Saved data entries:
PR #2931, opened 2021-04-13
Fix the simulate route options in Example

### LINKED ISSUE #2883: Route simulation no longer works
On the release-v2.0 branch, enabling the Simulate Route option in the Example application no longer seems to have any effect when the iOS Simulator is also set to simulate a route. SimulatedLocationManager is supposed to cause RouteController to ignore any location updates that come in through Core Location in favor of synthesized location updates along the route. But that doesn’t seem to be working anymore, so the only way to simulate a route using SimulatedLocationManager is to switch the iOS simulator to the None preset.

/cc @mapbox/navigation-ios

ShanMa1991:
### Description
This pr is to fix #2883 .  

The `ViewController` defines a `navigationMapView` , but when we request routes and form a `NavigationViewController`, it also contains a `navigationMapView`. So during the turn by turn navigation, the `ViewController` defined `navigationMapView` should be removed.  This pr is to uninstall the before defined `navigationMapView` when the turn by turn navigation starts.

### DIFF
--- a/Example/ViewController.swift
+++ b/Example/ViewController.swift
@@ -150,9 +150,9 @@ class ViewController: UIViewController {
         clearMap.isHidden = true
         longPressHintView.isHidden = false
         
-        navigationMapView.unhighlightBuildings()
-        navigationMapView.removeRoutes()
-        navigationMapView.removeWaypoints()
+        navigationMapView?.unhighlightBuildings()
+        navigationMapView?.removeRoutes()
+        navigationMapView?.removeWaypoints()
         waypoints.removeAll()
     }
     
@@ -184,7 +184,7 @@ class ViewController: UIViewController {
 
         guard activeNavigationViewController == nil else { return }
 
-        present(navigationViewController)
+        presentAndRemoveMapview(navigationViewController)
     }
     
     func beginCarPlayNavigation() {
@@ -241,7 +241,7 @@ class ViewController: UIViewController {
         // Example of building highlighting in 2D.
         navigationViewController.waypointStyle = .building
         
-        present(navigationViewController, completion: beginCarPlayNavigation)
+        presentAndRemoveMapview(navigationViewController, completion: beginCarPlayNavigation)
     }
     
     func startBasicNavigation() {
@@ -262,7 +262,7 @@ class ViewController: UIViewController {
         // Control floating buttons position in a navigation view.
         navigationViewController.floatingButtonsPosition = .topTrailing
         
-        present(navigationViewController)
+        presentAndRemoveMapview(navigationViewController)
     }
     
     func startCustomNavigation() {
@@ -291,7 +291,7 @@ class ViewController: UIViewController {
         let navigationViewController = NavigationViewController(for: route, routeIndex: 0, routeOptions: routeOptions, navigationOptions: options)
         navigationViewController.delegate = self
 
-        present(navigationViewController, completion: beginCarPlayNavigation)
+        presentAndRemoveMapview(navigationViewController, completion: beginCarPlayNavigation)
     }
     
     func startGuidanceCardsNavigation() {
@@ -304,7 +304,7 @@ class ViewController: UIViewController {
         let navigationViewController = NavigationViewController(for: route, routeIndex: 0, routeOptions: routeOptions, navigationOptions: options)
         navigationViewController.delegate = self
         
-        present(navigationViewController, completion: beginCarPlayNavigation)
+        presentAndRemoveMapview(navigationViewController, completion: beginCarPlayNavigation)
     }
     
     // MARK: - UIGestureRecognizer methods
@@ -450,12 +450,13 @@ class ViewController: UIViewController {
         return navigationViewController
     }
     
-    func present(_ navigationViewController: NavigationViewController, completion: CompletionHandler? = nil) {
+    func presentAndRemoveMapview(_ navigationViewController: NavigationViewController, completion: CompletionHandler? = nil) {
         navigationViewController.modalPresentationStyle = .fullScreen
         activeNavigationViewController = navigationViewController
         
         present(navigationViewController, animated: true) {
             completion?()
+            self.navigationMapView = nil
         }
     }
     


Example/ViewController.swift
```diff
@@ -166,6 +166,9 @@ class ViewController: UIViewController {
     
     @IBAction func simulateButtonPressed(_ sender: Any) {
         simulationButton.isSelected = !simulationButton.isSelected
+        navigationMapView.mapView.update{
+            $0.location.puckType = simulationButton.isSelected ? .puck2D() : nil
+        }
```
1ec5, line 171: This isn’t covered by the initial bug report, but it makes sense.

Example/ViewController.swift
```diff
@@ -472,7 +475,7 @@ class ViewController: UIViewController {
     }
 
     func navigationService(route: Route, routeIndex: Int, options: RouteOptions) -> NavigationService {
-        let mode: SimulationMode = simulationButton.isSelected ? .always : .onPoorGPS
+        let mode: SimulationMode = simulationButton.isSelected ? .always : .never
```
1ec5, line 478: The previous code here was correct: when the button was deselected, simulation was supposed to only kick in when the user enters a tunnel or otherwise loses GPS reception. The bug report in #2883 is that `always` has no effect: no simulation ever takes place when the option is enabled.

Example/ViewController.swift
```diff
@@ -166,6 +168,14 @@ class ViewController: UIViewController {
...
     @IBAction func simulateButtonPressed(_ sender: Any) {
         simulationButton.isSelected = !simulationButton.isSelected
+        // When the simulation mode is on and the `LocationProvider` of the `MapView` is set up as `PassiveLocationManager`, the `NavigationMapView` should stop receiving location updates from the `PassiveLocationManager` and simply follow the simulated route during turn-by-turn navigation.
+        if simulationButton.isSelected {
+            navigationMapView.mapView.locationManager.locationProvider.stopUpdatingHeading()
+            navigationMapView.mapView.locationManager.locationProvider.stopUpdatingLocation()
+        } else {
+            navigationMapView.mapView.locationManager.locationProvider.startUpdatingHeading()
+            navigationMapView.mapView.locationManager.locationProvider.startUpdatingLocation()
+        }
```
1ec5, line 178: Pressing the button by itself should have no effect on how the preview map behaves. We should pause location updates when hiding the map in `uninstall(_:)`, since map location updates would be useless at that point, and resume location updates when reconfiguring the map in `configure(_:)`.

Example/ViewController.swift
```diff
@@ -154,6 +154,8 @@ class ViewController: UIViewController {
         navigationMapView.removeRoutes()
         navigationMapView.removeWaypoints()
         waypoints.removeAll()
+        navigationMapView.mapView.locationManager.locationProvider.startUpdatingHeading()
+        navigationMapView.mapView.locationManager.locationProvider.startUpdatingLocation()
```
1ec5, line 158: Similarly, pressing the Clear button shouldn’t affect how the map tracks the user’s location – that button is purely about the route-related overlays that appear on the map.

Example/ViewController.swift
```diff
@@ -473,7 +483,10 @@ class ViewController: UIViewController {
 
     func navigationService(route: Route, routeIndex: Int, options: RouteOptions) -> NavigationService {
         let mode: SimulationMode = simulationButton.isSelected ? .always : .onPoorGPS
-        
+        if simulationButton.isSelected {
+            navigationMapView.mapView.locationManager.locationProvider.stopUpdatingHeading()
+            navigationMapView.mapView.locationManager.locationProvider.stopUpdatingLocation()
+        }
```
1ec5, line 489: It would be surprising if merely getting a navigation service – as the method name implies – has a side effect of pausing location updates going to the map view.

ShanMa1991: I'll remove this part from this scope. Thanks for the suggestion.

Example/ViewController.swift
ShanMa1991: The problem after check is that the `func uninstall(_ navigationMapView: NavigationMapView) ` is not called during the runtime. after remove the `navigationMapView` when turn-by-turn navigation start, it's fixed.

Example/ViewController.swift
```diff
@@ -450,12 +451,13 @@ class ViewController: UIViewController {
...
     }
     
-    func present(_ navigationViewController: NavigationViewController, completion: CompletionHandler? = nil) {
+    func presentAndRemoveMapview(_ navigationViewController: NavigationViewController, completion: CompletionHandler? = nil) {
         navigationViewController.modalPresentationStyle = .fullScreen
         activeNavigationViewController = navigationViewController
         
         present(navigationViewController, animated: true) {
             completion?()
+            self.navigationMapView = nil
```
1ec5, line 460: We only want to remove the map view from the view hierarchy, not from memory. Call `uninstall(_:)` instead of nilling out this property. After all, once the trip ends, the application goes back to this view controller, which needs to show the same map view again.

ShanMa1991: But if we only remove the map view from the view hierarchy without set it to `nil`, the default `locationProvider` overridden by `PassiveLocationManager` will continue sending location updates, which leads to rerouting.

1ec5: Is there no way to stop a location provider while the map is in memory?

1ec5: Looks like this is what we did in v1._x_, so I suppose it’s fine to deallocate the map view then:

https://github.com/mapbox/mapbox-navigation-ios/blob/41525d9487fbd26e6b3cb3817aa1112ec69e73d4/Example/ViewController.swift#L377

ShanMa1991: Yes. The `navigationMapView ` has a property observer to remove itself from its superview by calling the `func uninstall()` . So it would stop the location updating and reduce the memory usage at the same time.

https://github.com/mapbox/mapbox-navigation-ios/blob/92823986228eb1ec7ee8413562b18298d68cb777/Example/ViewController.swift#L32-L36

1ec5 (approved):
Thanks for iterating on the solution; I think this looks good. I’ve opened mapbox/mapbox-navigation-ios-examples#100 to make it clearer to developers that they need to take a similar measure when transitioning from free driving to turn-by-turn navigation.

PR #2933, opened 2021-04-15
Reimplement label localization atop Expression

1ec5:
Restored the `NavigationMapView.localizeLabels()` implementation for automatically localizing map labels into the user’s language. The previous implementation was removed as part of upgrading to map SDK v10 in #2808, because it relied on [an NSExpression-based localization feature](https://github.com/mapbox/mapbox-gl-native-ios/blob/ddf8e35970d1a8a46171bd798bcfa8f22d2760e0/platform/darwin/src/NSExpression%2BMGLAdditions.mm#L1494-L1637) in map SDK v6._x_, which has been replaced by a new Expression type system. This PR ports map SDK v6._x_’s NSExpression-based localization feature to Expression as part of MapboxNavigation, in anticipation of a more cross-platform solution in future versions of the map SDK. Note that this implementation continues to differ from map SDK v6._x_’s default behavior, in that road labels remain unlocalized by design.

More to come:

* [x] Port NSExpression-based localization to Expression (and from Objective-C to Swift)
* [ ] Add support for localizing formatted expressions
* [x] Port MGLVectorStyleLayer-based localizable layer discovery to VectorLayer
* [ ] Port NSExpression tests to Expression

/cc @mapbox/navigation-ios @mapbox/maps-ios-reviewers

### DIFF
--- a/Example/ViewController+FreeDrive.swift
+++ b/Example/ViewController+FreeDrive.swift
@@ -70,6 +70,7 @@ extension ViewController {
         
         navigationMapView.mapView.on(.styleLoaded, handler: { [weak self] _ in
             guard let self = self else { return }
+            self.navigationMapView.localizeLabels()
             self.addStyledFeature(self.trackStyledFeature)
             self.addStyledFeature(self.rawTrackStyledFeature)
         })
--- a/Sources/MapboxNavigation/Expression.swift
+++ b/Sources/MapboxNavigation/Expression.swift
@@ -1,5 +1,11 @@
 import MapboxMaps
 
+extension VectorSource {
+    static func preferredMapboxStreetsLanguage(for preferences: [String]) -> String? {
+        return nil
+    }
+}
+
 extension Expression {
     
     static func routeLineWidthExpression(_ multiplier: Double = 1.0) -> Expression {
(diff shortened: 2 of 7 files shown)


Sources/MapboxNavigation/NavigationMapView.swift
```diff
@@ -843,8 +843,39 @@ open class NavigationMapView: UIView {
...
-        // TODO: Implement ability to localize road labels.
+        guard !AccountManager.hasChinaBaseURL,
+              let layers = try? mapView.style.styleManager.getStyleLayers() else {
+            return
+        }
+        
+        let streetsSourceIdentifiers: [String] = mapView.streetsSources().map { $0.id }
+        
+        for layerInfo in layers where layerInfo.type == "symbol" {
+            guard var layer = try? mapView.style.getLayer(with: layerInfo.id, type: SymbolLayer.self).get(),
```
1ec5, line 862: This call fails on styles that set `text-field` to a formatted expression, such as Streets and Navigation Day: mapbox/mapbox-maps-ios#268. Unfortunately, the label localization feature has no effect in these styles.

1ec5: Per https://github.com/mapbox/mapbox-maps-ios/issues/268#issuecomment-820317143, the bug is fixed in v2.0.0-beta.17.

Example/ViewController+FreeDrive.swift
```diff
@@ -70,6 +70,7 @@ extension ViewController {
         
         navigationMapView.mapView.on(.styleLoaded, handler: { [weak self] _ in
             guard let self = self else { return }
+            self.navigationMapView.localizeLabels()
```
MaximAlien, line 73: We were also calling `localizeLabels()` in `RouteMapViewController`, `CarPlayMapViewController` and `CarPlayNavigationViewController` in `1.x`.

Sources/MapboxNavigation/Expression.swift
```diff
@@ -1,5 +1,11 @@
 import MapboxMaps
 
+extension VectorSource {
```
MaximAlien, line 3: Shall we move this `VectorSource` extension into `VectorSource.swift`?

Sources/MapboxNavigation/MapView.swift
```diff
@@ -138,4 +138,47 @@ extension MapView {
         
         return []
     }
+    
+    /**
+     Returns a boolean value indicating whether the tile source is a supported version of the Mapbox Streets source.
+     */
+    func isMapboxStreets(_ identifiers: [String]) -> Bool {
+        return identifiers.contains("mapbox.mapbox-streets-v8") || identifiers.contains("mapbox.mapbox-streets-v7")
```
MaximAlien, line 146: Nit: IMO storing identifiers in array would be more agile. In some places we have too many `or` comparisons.

Sources/MapboxNavigation/NavigationMapView.swift
```diff
@@ -843,8 +843,39 @@ open class NavigationMapView: UIView {
...
+            }
+            
+            // Road labels should match road signage.
+            let sourceLayerIdentifier = try? mapView.style.styleManager.getStyleLayerProperty(forLayerId: layer.id, property: "source-layer").value as? String
+            let isLabelLayer = VectorSource.roadLabelLayerIdentifiersByTileSetIdentifier.values.contains(sourceLayerIdentifier ?? "")
+            let locale = isLabelLayer ? Locale(identifier: "mul") : nil
+            
+            let localizedTextField = textField.localized(into: locale)
+            if localizedTextField != textField {
+                layer.layout?.textField = .expression(localizedTextField)
```
MaximAlien, line 876: Does this update work as expected? I thought that preferred way to update layers would be to call `Style.updateLayer(id:type:update:)`.

Sources/MapboxNavigation/Expression.swift
```diff
@@ -30,4 +36,86 @@ extension Expression {
...
+            
+            if propertyName == "name" || propertyName.starts(with: "name_") {
+                var localizedPropertyName = "name"
+                if locale?.identifier != "mul" {
+                    let preferences: [String]
+                    if let identifier = locale?.identifier {
+                        preferences = [identifier]
+                    } else {
+                        preferences = Locale.preferredLanguages
+                    }
```
MaximAlien, line 59: I'd just set default value for `preferences` instead of introducing else statement.

Sources/MapboxNavigation/MapView.swift
1ec5: These methods were moved from RouteMapViewController. We’ll need to keep an eye on #2902, which also moves them elsewhere.

This might be a good opportunity to drop support for Mapbox Streets v7. We supported both versions of the Streets source initially as a migration path, but I don’t think we need to do so long-term.

Sources/MapboxNavigation/Expression.swift
1ec5: It’s a matter of style, but in general, I prefer to minimize usage of local variables as much as possible to avoid mutability surprises further down in the code, even though it’s slightly more verbose.

Example/ViewController+FreeDrive.swift
1ec5: It is still being called in RouteMapViewController, CarPlayMapViewController, and CarPlayNavigationViewController, but it must’ve fallen out of the example application by accident.

Sources/MapboxNavigation/Expression.swift
```diff
@@ -30,4 +36,86 @@ extension Expression {
             }
         }
     }
+    
+    func localized(into locale: Locale?) -> Expression {
+        switch elements.first {
```
1ec5, line 41: This usage is now broken as of MapboxMaps v2.0.0-beta.18: mapbox/mapbox-maps-ios#299.

bamx23:
Is this one still a `release blocker`?

1ec5:
This proof of concept has run its course. The map SDK once again comes with a built-in label localization feature that the navigation SDK can hook into: #3330. The map SDK is missing some functionality that was included in this PR, but there are separate issues to track that work.

PR #2940, opened 2021-04-16
Rename CLLocationDirection.swift to CLLocationDirection+Camera.swift

jill-cardamon:
### Description
This PR renames CLLocationDirection.swift to CLLocationDirection+Camera.swift because docs failed to generate with filename conflict (similar to #2078 and #1952). This was added to the docs for v2.0.0-beta.5.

» Try it: Nothing but the lines from the start of the data through the line holding "### LINKED ISSUE" should be restated, and each one exactly.

» Final answer:
PR #2931, opened 2021-04-13
Fix the simulate route options in Example

### LINKED ISSUE #2883: Route simulation no longer works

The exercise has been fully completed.